» **Records for this task**:
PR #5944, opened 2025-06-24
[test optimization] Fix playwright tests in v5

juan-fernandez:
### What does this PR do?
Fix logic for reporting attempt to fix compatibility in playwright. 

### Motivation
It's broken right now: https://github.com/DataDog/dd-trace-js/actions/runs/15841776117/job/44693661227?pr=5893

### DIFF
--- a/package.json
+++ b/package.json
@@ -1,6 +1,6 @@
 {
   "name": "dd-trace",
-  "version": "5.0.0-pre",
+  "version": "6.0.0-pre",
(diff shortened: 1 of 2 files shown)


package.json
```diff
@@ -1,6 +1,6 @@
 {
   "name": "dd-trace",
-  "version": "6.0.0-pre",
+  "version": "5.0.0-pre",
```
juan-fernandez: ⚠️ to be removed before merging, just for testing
---
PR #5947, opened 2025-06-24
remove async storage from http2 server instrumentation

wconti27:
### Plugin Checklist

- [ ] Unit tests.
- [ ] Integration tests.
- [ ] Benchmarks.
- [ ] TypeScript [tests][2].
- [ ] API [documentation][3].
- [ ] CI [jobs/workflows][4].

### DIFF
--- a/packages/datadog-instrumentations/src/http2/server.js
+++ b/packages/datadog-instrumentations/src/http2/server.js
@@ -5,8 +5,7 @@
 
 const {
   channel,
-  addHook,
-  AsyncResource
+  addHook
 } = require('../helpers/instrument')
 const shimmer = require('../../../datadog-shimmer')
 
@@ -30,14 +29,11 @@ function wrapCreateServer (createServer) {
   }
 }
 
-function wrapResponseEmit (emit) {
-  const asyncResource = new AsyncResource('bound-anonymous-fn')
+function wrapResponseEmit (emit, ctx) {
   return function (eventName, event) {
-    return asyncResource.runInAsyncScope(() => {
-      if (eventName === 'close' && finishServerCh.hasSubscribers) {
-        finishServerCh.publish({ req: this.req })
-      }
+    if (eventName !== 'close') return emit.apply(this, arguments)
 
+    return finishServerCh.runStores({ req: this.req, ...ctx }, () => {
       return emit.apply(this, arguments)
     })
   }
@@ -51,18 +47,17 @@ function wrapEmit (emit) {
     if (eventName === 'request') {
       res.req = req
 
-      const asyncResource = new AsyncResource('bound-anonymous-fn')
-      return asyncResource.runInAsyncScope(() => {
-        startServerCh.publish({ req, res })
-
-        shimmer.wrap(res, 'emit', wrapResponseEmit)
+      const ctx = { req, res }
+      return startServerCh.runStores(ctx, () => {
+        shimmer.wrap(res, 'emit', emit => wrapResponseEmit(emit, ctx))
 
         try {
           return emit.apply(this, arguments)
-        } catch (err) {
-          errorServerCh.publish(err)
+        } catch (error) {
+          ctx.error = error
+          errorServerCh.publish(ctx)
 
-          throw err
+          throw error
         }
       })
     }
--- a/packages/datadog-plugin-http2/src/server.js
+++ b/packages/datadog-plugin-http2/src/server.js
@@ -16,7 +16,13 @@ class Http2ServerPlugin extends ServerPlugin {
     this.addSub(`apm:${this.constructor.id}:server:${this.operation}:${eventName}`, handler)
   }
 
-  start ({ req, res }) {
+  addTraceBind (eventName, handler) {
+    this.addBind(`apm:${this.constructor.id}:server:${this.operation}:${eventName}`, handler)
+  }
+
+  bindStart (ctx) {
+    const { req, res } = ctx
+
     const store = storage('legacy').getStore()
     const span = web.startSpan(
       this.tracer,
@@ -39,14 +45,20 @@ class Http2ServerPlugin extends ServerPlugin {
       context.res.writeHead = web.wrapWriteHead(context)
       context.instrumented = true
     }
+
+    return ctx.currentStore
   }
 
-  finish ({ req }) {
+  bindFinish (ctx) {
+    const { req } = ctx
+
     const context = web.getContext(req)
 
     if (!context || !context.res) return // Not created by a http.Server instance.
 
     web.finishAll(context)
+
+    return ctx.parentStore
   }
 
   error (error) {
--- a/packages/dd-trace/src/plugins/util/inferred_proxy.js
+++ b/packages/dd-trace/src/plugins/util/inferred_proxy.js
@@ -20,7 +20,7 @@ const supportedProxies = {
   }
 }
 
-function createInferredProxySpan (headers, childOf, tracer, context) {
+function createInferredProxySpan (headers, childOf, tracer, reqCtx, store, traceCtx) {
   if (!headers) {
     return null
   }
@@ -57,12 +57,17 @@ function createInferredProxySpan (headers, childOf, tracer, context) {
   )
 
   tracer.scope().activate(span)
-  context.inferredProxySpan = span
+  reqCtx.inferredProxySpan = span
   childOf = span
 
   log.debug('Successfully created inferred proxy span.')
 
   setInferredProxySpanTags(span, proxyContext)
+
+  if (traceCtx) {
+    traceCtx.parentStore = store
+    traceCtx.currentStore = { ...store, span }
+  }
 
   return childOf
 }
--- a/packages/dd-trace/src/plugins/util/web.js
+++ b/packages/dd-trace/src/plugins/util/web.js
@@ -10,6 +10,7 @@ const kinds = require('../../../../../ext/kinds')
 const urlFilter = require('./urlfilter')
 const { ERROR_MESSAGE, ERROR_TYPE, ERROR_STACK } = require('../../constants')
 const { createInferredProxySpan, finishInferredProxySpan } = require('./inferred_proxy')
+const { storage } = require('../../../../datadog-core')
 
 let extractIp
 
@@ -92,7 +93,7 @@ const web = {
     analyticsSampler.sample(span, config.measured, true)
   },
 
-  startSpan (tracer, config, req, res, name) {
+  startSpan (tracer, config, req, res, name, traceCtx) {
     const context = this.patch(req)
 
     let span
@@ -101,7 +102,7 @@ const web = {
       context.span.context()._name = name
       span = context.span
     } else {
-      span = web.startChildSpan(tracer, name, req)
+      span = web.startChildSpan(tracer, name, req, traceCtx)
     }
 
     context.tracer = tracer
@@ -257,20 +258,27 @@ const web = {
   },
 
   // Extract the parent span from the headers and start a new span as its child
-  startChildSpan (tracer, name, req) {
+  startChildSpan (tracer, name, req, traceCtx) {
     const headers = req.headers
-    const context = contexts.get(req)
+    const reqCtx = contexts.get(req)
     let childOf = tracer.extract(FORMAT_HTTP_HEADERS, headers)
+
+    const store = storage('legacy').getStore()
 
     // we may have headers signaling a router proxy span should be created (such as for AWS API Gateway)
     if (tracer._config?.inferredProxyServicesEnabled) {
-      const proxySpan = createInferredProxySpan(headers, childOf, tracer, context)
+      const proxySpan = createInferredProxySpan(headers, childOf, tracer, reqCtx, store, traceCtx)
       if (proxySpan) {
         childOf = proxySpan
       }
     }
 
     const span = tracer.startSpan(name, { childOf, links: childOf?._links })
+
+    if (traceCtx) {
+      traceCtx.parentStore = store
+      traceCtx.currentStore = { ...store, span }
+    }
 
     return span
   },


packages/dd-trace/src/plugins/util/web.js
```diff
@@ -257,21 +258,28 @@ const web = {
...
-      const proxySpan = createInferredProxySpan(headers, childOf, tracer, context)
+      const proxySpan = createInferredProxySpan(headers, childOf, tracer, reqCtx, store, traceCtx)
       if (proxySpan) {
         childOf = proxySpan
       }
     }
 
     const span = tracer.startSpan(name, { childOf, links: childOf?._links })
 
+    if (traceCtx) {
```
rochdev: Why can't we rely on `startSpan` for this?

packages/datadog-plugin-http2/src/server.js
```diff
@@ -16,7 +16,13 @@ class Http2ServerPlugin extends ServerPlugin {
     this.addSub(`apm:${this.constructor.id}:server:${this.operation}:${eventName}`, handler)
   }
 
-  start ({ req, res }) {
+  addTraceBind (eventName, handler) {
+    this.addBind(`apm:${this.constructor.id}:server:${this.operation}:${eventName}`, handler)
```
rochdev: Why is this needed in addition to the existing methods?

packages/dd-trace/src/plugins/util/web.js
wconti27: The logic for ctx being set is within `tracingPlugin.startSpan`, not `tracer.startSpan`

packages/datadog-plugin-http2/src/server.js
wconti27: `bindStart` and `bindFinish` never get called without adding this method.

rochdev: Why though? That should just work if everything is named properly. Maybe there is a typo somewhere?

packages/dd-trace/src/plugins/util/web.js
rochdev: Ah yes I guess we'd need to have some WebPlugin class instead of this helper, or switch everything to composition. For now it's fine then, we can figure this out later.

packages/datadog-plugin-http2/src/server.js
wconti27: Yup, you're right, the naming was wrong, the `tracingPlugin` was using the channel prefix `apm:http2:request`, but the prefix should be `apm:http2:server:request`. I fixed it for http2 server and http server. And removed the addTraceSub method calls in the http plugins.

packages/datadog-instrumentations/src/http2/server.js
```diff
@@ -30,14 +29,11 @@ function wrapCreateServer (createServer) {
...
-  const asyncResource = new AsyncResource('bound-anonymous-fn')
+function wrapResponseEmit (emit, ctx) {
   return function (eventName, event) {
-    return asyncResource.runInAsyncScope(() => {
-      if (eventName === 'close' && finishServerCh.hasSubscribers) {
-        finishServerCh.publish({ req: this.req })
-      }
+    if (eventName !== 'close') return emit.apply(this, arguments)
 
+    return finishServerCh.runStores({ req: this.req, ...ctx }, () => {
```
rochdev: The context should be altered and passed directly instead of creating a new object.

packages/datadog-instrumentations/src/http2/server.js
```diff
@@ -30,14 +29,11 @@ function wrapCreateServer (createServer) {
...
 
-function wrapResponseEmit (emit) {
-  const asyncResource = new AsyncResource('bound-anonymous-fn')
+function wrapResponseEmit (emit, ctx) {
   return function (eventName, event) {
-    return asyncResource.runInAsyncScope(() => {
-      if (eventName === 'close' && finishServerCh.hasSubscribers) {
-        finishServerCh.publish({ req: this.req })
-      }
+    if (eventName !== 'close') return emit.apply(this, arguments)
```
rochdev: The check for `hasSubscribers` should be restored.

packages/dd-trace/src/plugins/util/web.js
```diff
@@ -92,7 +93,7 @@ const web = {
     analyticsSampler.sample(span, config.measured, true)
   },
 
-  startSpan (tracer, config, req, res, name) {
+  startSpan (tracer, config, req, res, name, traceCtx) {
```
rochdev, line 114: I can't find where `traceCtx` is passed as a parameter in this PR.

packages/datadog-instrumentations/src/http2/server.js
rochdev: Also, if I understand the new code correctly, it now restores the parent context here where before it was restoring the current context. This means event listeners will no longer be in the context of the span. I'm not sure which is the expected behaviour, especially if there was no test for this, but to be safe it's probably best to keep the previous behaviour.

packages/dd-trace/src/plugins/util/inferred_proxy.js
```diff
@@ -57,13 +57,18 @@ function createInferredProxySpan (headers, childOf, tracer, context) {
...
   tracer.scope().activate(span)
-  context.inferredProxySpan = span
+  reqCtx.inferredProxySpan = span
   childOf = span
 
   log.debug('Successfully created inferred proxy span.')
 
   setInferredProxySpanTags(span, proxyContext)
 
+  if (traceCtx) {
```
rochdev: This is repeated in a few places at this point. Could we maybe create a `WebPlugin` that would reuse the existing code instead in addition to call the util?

» **Work task**: Return every line from the material that contains the word "storage".

» **Exercise output**:
remove async storage from http2 server instrumentation
     const store = storage('legacy').getStore()
+const { storage } = require('../../../../datadog-core')
+    const store = storage('legacy').getStore()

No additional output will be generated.